• Activity:
Please give back, word for word, only the lines starting at the one containing "--- a/src/ui/qgsoptionsbase.ui" and ending at the one containing "Another possibly related" within the material below.

________________________

Issue #36037, opened 2020-04-27
Wrong size of legend symbols when using Geometry generator symbology


VxTedxV:
I was not able to reopen a closed ticket : #22638

This issue remains in QGis 3.12.1 !

Tested with line geometry : in legend, the line is half screen long before we can read the label !

gioman:
Duplicate of https://github.com/qgis/QGIS/issues/33755

Issue #33755, opened 2020-01-13
Wrong size of legend symbols when using Geometry generator symbology


gwenandres:
Hello, 
I get really big symbols in the legend on a point layer with surface or line geometry generator when I choose categorized symbols.

For example : 
- I create a new point memory layer 
- I add a column "type"  (integer)
- For style, I choose categorized symbols on "type" column
- For symbols, I choose surface geometry generator (`buffer ($ geometry, 2)`)
- Then in legend I get really big symbols for each type.

I am working with QGIS 3.4.14 LTR on Windows 7 or 10.
I try with QGIS 3.10.1, I have the same behaviour.
![Qgis_issue_categorized_symbols](https://user-images.githubusercontent.com/15909387/72250057-0c70bd80-35fb-11ea-9be8-b7ab989b59ff.png)

gioman:
@gwenandres your layer has a CRS that has degrees as units?

gwenandres:
The CRS is 2154 so it has meters as units.

gioman:
@gwenandres Can't confirm here on 3.10.1 on Ubuntu 18.04 but I'm not totally sure I followed the exact steps that lead you to see this problem.

![Screenshot_20200116_134557](https://user-images.githubusercontent.com/1951107/72530155-a7b99b00-3866-11ea-81f7-3689a1587ce8.png)

gwenandres:
@gioman  Sorry if I am not clear. I have the problem on a point layer, not on a surface layer. 
![QGIS3-pointlayer](https://user-images.githubusercontent.com/15909387/72532397-a2168200-3873-11ea-9f9a-f32a62183c96.png)

Yes it can be strange but I have point layer with surface generator.

gioman:
> I have the problem on a point layer

@gwenandres oh I see... moreover not only the legend symbol does not make sense, but also the generated area on map is not visible at all.

SrNetoChan:
I was able to replicate this. It only happens on Rule-based (maybe categorized too) Symbol, but not in single symbol, where it works just fine.

jonnyforestGIS:
@SrNetoChan I confirm as well this behaviour when using the geometry generator and happens with categorized symbol. Cheers

jonnyforestGIS:
@gioman having this #39777 as a possible resolution for this issue, this ticket can be close?

gioman:
> @gioman having this #39777 as a possible resolution for this issue, this ticket can be close?

[...]

PR #39777, opened 2020-11-03
[layer tree][ui] Allow users to set a minimum/maximum legend size

nirvn:
## Description

This PR fixes a long standing UI/UX issue with the layer tree panel whereas legend icons for symbols using map units can end up taking an undesirably large amount of space in the tree widget.

The PR introduces a new pair of settings, a minimum legend size value and a maximum legend size value. Those are tweaked in the settings dialog's canvas and legend panel:
image

By default, we now max out symbol sized above 32mm by default. Users can set this to 0 to allow symbols to grow infinitely as it was before. But really, why? :wink: 

Here's an example, with symbols clipped to 25 mm:
image

Funded by SO!GIS
CC @andreasneumann

### DIFF
--- a/src/ui/qgsoptionsbase.ui
+++ b/src/ui/qgsoptionsbase.ui
@@ -3343,7 +3343,7 @@
                     <item>
                      <widget class="QLabel" name="label_58">
                       <property name="text">
-                       <string>WMS getLegendGraphic Resolution</string>
+                       <string>WMS getLegendGraphic resolution</string>
                       </property>
                      </widget>
                     </item>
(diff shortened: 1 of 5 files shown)


jonnyforestGIS:
@nirvn this is related with this issue #33755 . Cheers

roya0045:
Nice work Mathieu!

troopa81:
Another possibly related ticket #36037. Will it fix this issue?

src/ui/qgsoptionsbase.ui
```diff
@@ -3377,6 +3377,125 @@
...
+                       <double>0.200000000000000</double>
+                      </property>
+                      <property name="value">
+                       <double>0.10</double>
+                      </property>
+                      <property name="showClearButton" stdset="0">
+                       <bool>true</bool>
+                      </property>
+                      <property name="toolTip">
+                       <string extracomment="(set value to 0 to skip minimum size)"/>
```
nyalldawson, line 3439: You could make this clearer by setting the clear value text to "Not set"

nyalldawson (commented):
Nice fix! Can we get some tests here too please?

nirvn:
@nyalldawson , comments addressed, thanks for the review.

andreasneumann:
Will this be backportable to older versions? Specifically 3.16 and 3.10? I hope that at least 3.16 will be possible.

nirvn:
I'd be +1 to backport to 3.16. It's definitely fixing a long-standing UI issue we've had with the layer tree panel.

tests/src/core/testqgslayertree.cpp
```diff
@@ -291,6 +293,46 @@ void TestQgsLayerTree::testCheckStateMutuallyExclusiveEdgeCases()
   delete root3;
 }
 
+void TestQgsLayerTree::testRestrictedSymbolSize()
+{
+  QgsSettings settings;
```
nyalldawson, line 298: Can you add the QCoreApplication::setOrganizationName/QCoreApplication::setOrganizationDomain/QCoreApplication::setApplicationName calls to initTestCase in this class so that running the test doesn't mess up your local settings?

nyalldawson:
I'm +1 to backport to 3.16, given that 3.16 isn't the LTR yet and a certain amount of flux is still allowable in the release.

jonnyforestGIS:
Hi @nirvn , I tested this in the last master in OSGeo4W64 and I don't have change. Please correct if I'm doing something wrong.

QGIS Environment:


QGIS   version | 3.17.0-Master | QGIS code revision | ccdff23dbe
-- | -- | -- | --
Compiled   against Qt | 5.11.2 | Running against Qt | 5.11.2
Compiled   against GDAL/OGR | 3.3.0dev | Running against GDAL/OGR | 3.3.0dev
Compiled   against GEOS | 3.8.1-CAPI-1.13.3 | Running against GEOS | 3.8.1-CAPI-1.13.3
Compiled   against SQLite | 3.29.0 | Running against SQLite | 3.29.0
PostgreSQL   Client Version | 11.5 | SpatiaLite Version | 4.3.0
QWT   Version | 6.1.3 | QScintilla2 Version | 2.10.8
Compiled   against PROJ | 8.0.0 | Running against PROJ | Rel. 8.0.0, March 1st, 2021
OS Version | Windows 10 (10.0) | This copy of QGIS   writes debugging output.
Active   python plugins | DataPlotly;
processing_r;
Qgis2threejs;
quick_map_services;
MetaSearch;
processing

Example:
legend_size

DelazJ:
@jonnyforestGIS did you finally get it work? I've also tried, using geometry generator, single, categorized, rule-based, proportional and still a big symbol in the layers panel. Closed and reopened the project. Still no change. I'm on 3.16.2.
@nirvn is there a particular prerequisite/method to get this work? Thanks

SrNetoChan:
@nirvn is this supposed to work with geometry generator layers? I see the option on 3.16.3, but I still get huge symbols in the legend.

SrNetoChan:
Some more information, it works fine on single symbol renderer with a geometry generator, but not in categorized, graduated or rule-based using geometry generator symbols.

SrNetoChan:
Peek 2021-01-20 01-01

gioman:
> Some more information, it works fine on single symbol renderer with a geometry generator, but not in categorized, graduated or rule-based using geometry generator symbols.

@SrNetoChan better file a separate ticket.

SrNetoChan:
@gioman  there's already #33755

roya0045:
Is this an issue with multi-symbols and the geometry generator or multi-symbols in general?

SrNetoChan:
Just when you use geometry generators. Haven't tested with proportional symbols in multi symbols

________________________

• Final answer:
--- a/src/ui/qgsoptionsbase.ui
+++ b/src/ui/qgsoptionsbase.ui
@@ -3343,7 +3343,7 @@
                     <item>
                      <widget class="QLabel" name="label_58">
                       <property name="text">
-                       <string>WMS getLegendGraphic Resolution</string>
+                       <string>WMS getLegendGraphic resolution</string>
                       </property>
                      </widget>
                     </item>
(diff shortened: 1 of 5 files shown)


jonnyforestGIS:
@nirvn this is related with this issue #33755 . Cheers

roya0045:
Nice work Mathieu!

troopa81:
Another possibly related ticket #36037. Will it fix this issue?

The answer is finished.